In 1869 Blunt married Lady Anne Noel, daughter of the Earl of Lovelace and Ada Lovelace, and granddaughter of Lord Byron. Together the Blunts travelled through Spain, Algeria, Egypt, the Syrian Desert, and extensively in the Middle East and India.

=== Horse breeding ===

Based upon pure-blooded Arabian horses they obtained in Egypt and the Nejd, the Blunts co-founded Crabbet Arabian Stud. They later bought a property near Cairo named Sheykh Obeyd as their horse-breeding base in Egypt.

=== Anti-imperialism, beliefs and politics ===
Blunt was generally anti-imperialist as a matter of belief.
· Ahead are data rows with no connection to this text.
PR #4253, opened 2024-04-10
terraform-init integration

chassing:
This PR introduces a new integration (`terraform-init`) that prepares a new AWS account for Terraform usage. Basically, it creates an S3 bucket and all needed app-interface settings in `/aws/account-1.yml` via template collection. This is the 2nd and last part of the new AWS account management.

Ticket: [APPSRE-9982](https://issues.redhat.com/browse/APPSRE-9982)
Design doc: [AppSRE AWS account management](https://gitlab.cee.redhat.com/service/app-interface/-/blob/master/docs/app-sre/design-docs/appsre-aws-account-management.md)

Hints for the reviewers:

* The best would be to review this PR commit by commit.


reconcile/terraform_init/merge_request_manager.py
```diff
@@ -0,0 +1,102 @@
...
+            logging.info("MR already exists for %s", data.account)
+            return None
+
+        try:
+            self._vcs.get_file_content_from_app_interface_master(file_path=data.path)
+            # the file exists, nothing to do
+            return None
+        except GitlabGetError as e:
+            if e.response_code != 404:
+                raise e
```
hemslo, line 86: can just use `raise` to preserve the full stack trace.

reconcile/terraform_init/integration.py
```diff
@@ -0,0 +1,165 @@
...
+        state_collection: str,
+        bucket_name: str,
+        account: AWSAccountV1,
+    ) -> None:
+        logging.info("Creating bucket '%s' for account '%s'", bucket_name, account.name)
+        if not dry_run:
+            # the creation of the bucket is idempotent
+            account_aws_api.s3.create_bucket(
+                name=bucket_name, region=account.resources_default_region
+            )
```
hemslo, line 103: in previous setup, there is a bucket policy attached, is that no needed or we do it in another step?

chassing: We don't need this extra policy. The new bucket is owned by the creator, which is the future terraform user. In the previous setup, the root user owns the bucket, therefore an extra policy is needed.

reconcile/terraform_init/merge_request_manager.py
chassing: done

reconcile/terraform_init/integration.py
hemslo: I think that extra policy is used to limit access to that bucket to terraform user only, like even I use SSO login to that aws account, I can't do anything to that bucket including list objects.

chassing: Do we need this type of protection? Why should we limit the admin users?

hemslo: I don't know, quote the [doc](https://gitlab.cee.redhat.com/service/app-interface/-/tree/master/docs/aws/terraform)

>The s3 backend is used to share state and is set up with a bucket policy allowing strict access as the state files have highly sensitive content including keys.

chassing: Ok, I'll leave it as it is. Otherwise, we would need to use the root user (which we may not have access to) to operate on those buckets.

reconcile/utils/aws_api_typed/s3.py
```diff
@@ -0,0 +1,25 @@
...
+
+class AWSApiS3:
+    def __init__(self, client: S3Client) -> None:
+        self.client = client
+
+    def create_bucket(self, name: str, region: str) -> str:
+        """Create an S3 bucket without any ACLs therefore the creator will be the owner and returns the ARN."""
+        bucket_kwargs = {}
+        if region != "us-east-1":
+            # you can't specify the location if it's us-east-1 :(
```
hemslo, line 18: maybe attach the doc link here https://docs.aws.amazon.com/AmazonS3/latest/API/API_CreateBucketConfiguration.html, as this is an unusual logic.

hemslo (approved):
LGTM!

reconcile/utils/aws_api_typed/s3.py
chassing: done in [b3c93bf](https://github.com/app-sre/qontract-reconcile/pull/4253/commits/b3c93bf03e7ae4eb97516f2cc236574a37b49985)

reconcile/utils/aws_api_typed/s3.py
```diff
@@ -0,0 +1,26 @@
...
+            # see valid values "LocationConstraint" here: https://docs.aws.amazon.com/AmazonS3/latest/API/API_CreateBucketConfiguration.html
+            bucket_kwargs = {
+                "CreateBucketConfiguration": {
+                    "LocationConstraint": region,
+                },
+            }
+        self.client.create_bucket(Bucket=name, **bucket_kwargs)  # type: ignore
```
patjlm, line 25: so here we'll fail silently if the previous reconciliation loop created the bucket and sent the merge request, but it's not merged yet. Is that correct? Or do we raise an exception until the MR is merged?

What if the bucket creation fails for an other reason? (eg name used by any other AWS customer..)?

chassing: Unfortunately or fortunately, boto3 `create_bucket` doesn't raise an exception if the bucket already exists, so it'll silently "fail" which is ok. If the bucket already exists, but for another AWS customer ((which is unlikely), we'll hit that error with the first usage of `terraform`. I think we can live with that.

In 1882, He championed the cause of Urabi Pasha, which led to him being barred from Egypt for four years. Blunt remained vigorously opposed to colonial expansion, writing three books outlining his views: The Secret History of the English Occupation of Egypt... (1907), Gordon at Khartoum (1911), and My Diaries: Being a Personal Narrative of Events, 1888–1914 (2 vols. 1919–1920). Historian Robert O. Collins, who worked closely with British civil servants, described Blunt as "The most vigorous English advocate of Egyptian nationalism" and cautioned against using Blunt's work uncritically.

His support for Irish independence led to imprisonment in 1888 for chairing an anti-eviction meeting in County Galway that had been banned by the Chief Secretary, Arthur Balfour. He was held in Galway Prison, then at Kilmainham Gaol in Dublin.

Blunt's three attempts to enter Parliament were unsuccessful. He stood as a "Tory Democrat" supporting Irish Home Rule at Camberwell North in 1885 and as a Liberal at Kidderminster in 1886, where he lost by 285 votes. While in prison in Ireland, he contested a Deptford by-election in 1888, but lost by 275 votes.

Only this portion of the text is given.